• [EXERCISE PROMPT]: Among the lines of the material below, count those with the string "mkruszynski". Give the number alone.

• [SOURCE MATERIAL]:
PR #7749, opened 2025-04-25
[@mantine/charts] RadarChart: Add Tooltips and Dots

LilyStilson:
In the latest Mantine version `7.17.5` RadarChart does not have any tooltips. This PR implements them with a Storybook demo of custom tooltip.

Tooltip example:
image

Custom tooltip demo:
image

### DIFF
--- a/packages/@docs/demos/src/demos/charts/RadarChart/RadarChart.demo.customTooltip.tsx
+++ b/packages/@docs/demos/src/demos/charts/RadarChart/RadarChart.demo.customTooltip.tsx
@@ -1,7 +1,7 @@
 import { RadarChart } from '@mantine/charts';
+import { Paper, Text } from '@mantine/core';
 import { MantineDemo } from '@mantinex/demo';
 import { multiData, multiDataCode } from './_data';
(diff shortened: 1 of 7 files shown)


LilyStilson:
Added dots to match `LineChart`
image

LilyStilson:
Btw, I couldn't figure out how to put cursor under dots. Looks like its default behavior in Recharts...

rtivital:
Please fix the following:
1. By default, the tooltip should be disabled and dots should not be visible. It is needed to avoid unexpected breaking changes. Please also add a separate demo to showcase tooltip feature.
2. When dot is active, it is being overlaid by the axis, see screenshot. It must render above the axis the same way as an inactive dot.

Снимок экрана 2025-04-28 в 09 13 52

LilyStilson:
@rtivital Should dots be enabled automatically when `withTooltip` is specified?

LilyStilson:
Fixed cursor line being above dots, apparently the only way to do this - put tooltip above `{radars}`.

image

Also, added demo for default tooltip.

rtivital:
Thanks!

PR #7752, opened 2025-04-27
[@mantine/modals] ModalsProvider supports rendering multiple modals and add closeOnEscapeTopOnly prop

lizhong-magic-eden:
### This PR introduces two new features to the `ModalsProvider` component:

1. Support rendering multiple modals at once
    - Added the `showAllModals` prop to ModalsProvider, `false` by default.
    - When set to `true`, all opened modals are rendered in the order they were opened, with the most recently opened modal on top.

2. Fine-grained control over Escape key behavior
    - Added the `closeOnEscapeTopOnly` prop to ModalsProvider.
    - When set to `true` (default), only the topmost modal responds to the Escape key.
    - When set to `false`, pressing Escape will close all opened modals at once.

Additional changes:
- Refactored internal modal stack logic for clarity and maintainability.
- Added tests for the new `ModalsProvider` features and behaviors.
- Updated documentation to clearly explain the new props and behaviors.
- Added interactive demos for `showAllModals` to the documentation.

---

### Motivation

Our team encountered a real-world need for rendering and managing multiple modals simultaneously in our project. The current implementation of @mantine/modals only allows the most recently opened modal to be visible, which limits more advanced modal flows and user experiences.

Additionally, this feature request has been raised by other community members as well, as seen in [mantinedev discussions #4945. ](https://github.com/orgs/mantinedev/discussions/4945).

---

### Checklist
[x] Feature implementation
[x] Documentation updates
[x] Interactive demos

---

### Example

https://github.com/user-attachments/assets/ae3a90be-a388-44ea-968d-1474371976f1

### DIFF
--- a/apps/mantine.dev/src/pages/x/modals.mdx
+++ b/apps/mantine.dev/src/pages/x/modals.mdx
@@ -160,10 +160,33 @@ With `modals.open` function you can open a modal with any content:
 
 ## Multiple opened modals
 
-You can open multiple layers of modals. Every opened modal is added as first element in modals queue.
+You can open multiple modals one after another.
+Each modal you open is added to the modals queue, but by default, only the most recently opened modal is visible.
 To close all opened modals call `modals.closeAll()` function:
 
 <Demo data={ModalsDemos.multipleSteps} />
+
+To display all opened modals at once, set the `showAllModals` prop to `true` on `ModalsProvider`.
+All modals will be rendered in the order they were opened, with the most recently opened modal on top:
+
+<Demo data={ModalsDemos.showAllModals} />
+
+By default, when multiple modals are open, only the topmost modal responds to the Escape key press.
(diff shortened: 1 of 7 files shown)


lizhong-magic-eden:
I Removed the current property from the internal modal state in my commit [55e8732](https://github.com/mantinedev/mantine/pull/7752/commits/55e873254a8a74507b634b8e7a6d3ec0e3ec2ba6).

After careful analysis, I found that `current` was only potentially different from modals[modals.length - 1] in the `CLOSE` and `CLOSE_ALL` actions, but in both cases, the modals array becomes empty. Since the UI only renders a modal when modals.length > 0, the value of current is irrelevant in these cases. Therefore, `current` is redundant and can be safely removed.

rtivital:
Thanks for showing interest in contributing to Mantine! Unfortunately, this contribution cannot be accepted as it does not align with the project roadmap. Be sure to discuss changes that you are planning to implement with the maintainer before submitting a PR like it is described in the contributing guideline – https://mantine.dev/contribute/#contributing-workflow

PR #7757, opened 2025-04-29
center text within container

ayovev:


rtivital:
I think it looks better without centering.

PR #7785, opened 2025-05-06
[@mantine/dates] TimePicker: allow definition of value range for each column

### LINKED ISSUE #7784: TimePicker: Confusing value clamp when using arrow keys with steps enabled
### Dependencies check up

8.0.0

@mantine/dates

Vite

All

### Describe the bug

First of all, thanks a lot for implementing the TimePicker. Now I don't have to patch around the confusing behaviors of native time inputs in different browsers anymore and can just use TimePicker 🚀 

When testing out the TimePicker in the docs, I found it kind of confusing that the maximum value is not always related to the step size.
I expect that when I have a minute step size of 10 and my value is at 50, that the value stays at 50 or that the value jumps back to 00 and maybe even bumps/reduces the hour value, but the value jumps to the max value instread (59 in the docs). Especially after the value went to 59 it becomes kind of frustrating to use the mouse when the whole point of using the arrow keys was to not use the mouse.

Related demo in the docs: https://mantine.dev/dates/time-picker/#hoursminutesseconds-step

https://github.com/user-attachments/assets/329898ec-dddc-4709-a08c-18889b1cd7f8

_No response_

### Possible fix

Simplest fix for now would be to not step if the next step is outside of the defined value range.

### Self-service

jvllmr:
https://github.com/user-attachments/assets/41dcfcb3-4e12-4367-ab9c-f8db9f3e13f1

closes #7784

### DIFF
--- a/apps/mantine.dev/src/pages/dates/time-picker.mdx
+++ b/apps/mantine.dev/src/pages/dates/time-picker.mdx
@@ -65,11 +65,13 @@ By default, the dropdown is visible when one of the inputs is focused.
 
 <Demo data={TimePickerDemos.withDropdown} />
 
-## Hours/minutes/seconds step
+## Hours/minutes/seconds step with max/min Hours/minutes/seconds
 
 Use `hoursStep`, `minutesStep` and `secondsStep` props to control step for each input.
 These props are used to control value by which the input is incremented or decremented when
 up/down arrow keys are pressed and to generate corresponding values range in the dropdown.
+
+`maxHours`, `minHours`, `maxMinutes`, `minMinutes`, `maxSeconds` and `minSeconds` props can be used to control the value range of each column.
 
 <Demo data={TimePickerDemos.steps} />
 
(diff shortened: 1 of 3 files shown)


rtivital:
Thanks for submitting the PR! I do not think that this implementation is good. 
TimePicker has already min and max props that limit the value that can be picked by the user. Adding more props that kind of do the same thing but much wordy is a bad API.

jvllmr:
Yeah, I thought so too, but I couldn't think of another way to achieve this without messing with the default expected behavior of `min` and `max` of the time picker... I will think about it again.

mikkurogue:
Could use that `min` and `max` accept either a string or some identifier that also inherits it to be a part of the time portion?

some really badly thought of idea way too early with little coffee;
```ts
min?: string | { hours: number, minutes: number }
```

Means the initial value *could* stay the same, but that checking if the shape of `min` is `{[K: string]: number }` could allow for a slightly more flexible api, whilst also having the fallback.

Though, I dont think this is the best solution, it might help on the thought process

rtivital:
I do not see any difference between specifying `10:15` and `{ hours: 10, minutes: 15 }`.

rtivital:
I've resolved the issue on my side, the fix will be available in 8.0.1 release

PR #492, opened 2016-11-28
MOTECH-3050: Added transactions to dhis2 module

kmadej:


pkornowski:
@kmadej  looks good to me.

PR #498, opened 2016-12-05
MOTECH-3049: Fixed DHIS2 sync problems.

kmadej:
Send single get request if name is empty


pkornowski:
I checked this locally and it works correctly.

PR #502, opened 2016-12-06
MOTECH-3071: Changed handling DHIS2 actions from events to OSGI services

kmadej:


pkornowski:
@kmadej The code looks good to me.

PR #503, opened 2016-12-07
MOTECH-3070: Fixed parse period issues in dhis2

kmadej:


pkornowski:
@kmadej Looks good to me.

PR #506, opened 2016-12-13
MOTECH-3080: Added possibility to create observation groups using createEncounter

kmadej:


pkornowski:
@kmadej  Looks good to me.

PR #512, opened 2016-12-28
MOTECH-3049: Fixed: NPE during a 'sync'.

pkornowski:


dhis2/src/main/java/org/motechproject/dhis2/service/impl/SyncServiceImpl.java
```diff
@@ -110,6 +110,12 @@ private void addDataSets() {
         List<DataSetDto> dataSetDtos = dhisWebService.getDataSets();
 
         for (DataSetDto dataSetDto : dataSetDtos) {
+            if (dataSetDto.getDataElements() == null) {
```
kmadej: do this in createFromDetails method and adjust unit test in DataSetServiceTest

UPDATE: or add condition to getter

kmadej (changes requested):

kkedys:
@kmadej, the pull request is checked.

kmadej (approved):

PR #513, opened 2016-12-29
MOTECH-3077 CommCare Case Update - Owner Id should not be required

srujan92:
Removed the 'owner id' parameter from update case related methods.

### DIFF
--- a/commcare/src/main/java/org/motechproject/commcare/tasks/builder/CaseActionBuilder.java
+++ b/commcare/src/main/java/org/motechproject/commcare/tasks/builder/CaseActionBuilder.java
@@ -120,6 +120,14 @@ public class CaseActionBuilder implements ActionBuilder {
             parameters.add(builder.createActionParameterRequest());
 
             builder = new ActionParameterRequestBuilder()
+                    .setDisplayName(DisplayNames.OWNER_ID)
+                    .setKey(EventDataKeys.OWNER_ID)
+                    .setType(UNICODE.getValue())
+                    .setRequired(false)
+                    .setOrder(order++);
+            parameters.add(builder.createActionParameterRequest());
+
+            builder = new ActionParameterRequestBuilder()
                     .setDisplayName(DisplayNames.CLOSE_CASE)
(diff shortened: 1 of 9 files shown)


motech-gerrit:

motech-gerrit:

commcare/src/main/java/org/motechproject/commcare/tasks/builder/CaseActionBuilder.java
```diff
@@ -120,14 +120,6 @@ public CaseActionBuilder(CommcareConfigService configService) {
             parameters.add(builder.createActionParameterRequest());
 
             builder = new ActionParameterRequestBuilder()
-                    .setDisplayName(DisplayNames.OWNER_ID)
-                    .setKey(EventDataKeys.OWNER_ID)
-                    .setType(UNICODE.getValue())
-                    .setRequired(true)
```
kmadej, line 126: why did you remove ownerId ? It should be still available, however not required. So try to set required to false

kmadej (changes requested):

commcare/src/main/java/org/motechproject/commcare/tasks/builder/CaseActionBuilder.java
srujan92: Since we are not using owner id in update case, I thought parameter is not needed. Ok, I will revert the changes and set required to false.

srujan92 (commented):
@kmadej please see the update changes and see if this is what the required solution for this issue.

kmadej:
@srujan92 it seems ok, please fix tests

kmadej:
@srujan92 please change line 531 in CommcareTasksIntegrationBundleIT. Now it should be '.setRequired(false)'

kmadej (approved):

srujan92:
@kmadej looks like the building gods have granted us successful build :-) , please merge the code when its feasible to you.

kmadej:
@srujan92 well said :) I've merged the code

PR #515, opened 2017-01-03
MOTECH-3049: Fixed problem with transactions.

pkornowski:


kkedys:
@kmadej When the DHIS2 module is synchronized it is possible to change the tab

PR #520, opened 2017-01-25
MOTECH-3118: Fixed: Cannot Save Additional Identifier to Patient.

pkornowski:


kkedys:
@kmadej, the issue is fixed.

PR #527, opened 2017-02-09
Remove motech.version and motech.groupId properties

kmadej:
These properties are redundant, because we can use project.version and project.groupId.
Additionally, using them are problematic because during release, travis/jenkins
does not bump up it automatically.


tools/version_update.py
```diff
@@ -5,7 +5,7 @@
 pom = open("pom.xml")
 dom = parse(pom)
 pom.close()
-mv = dom.getElementsByTagName('motech.version')
+mv = dom.getElementsByTagName('project.version')
```
mkruszynski: I think that this script is now unnecessary, it was only creating a commit with bump up of _motech.version_ property value.

mkruszynski (changes requested):

mkruszynski:
@kmadej looks good to me

mkruszynski (approved):

PR #528, opened 2017-02-10
MOTECH-3114: Added bubble parent ID to commcare case datasource.

pkornowski:


kkedys:
@kmadej, "Parent ID" bubble works correctly.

• [TASK RESPONSE]: 4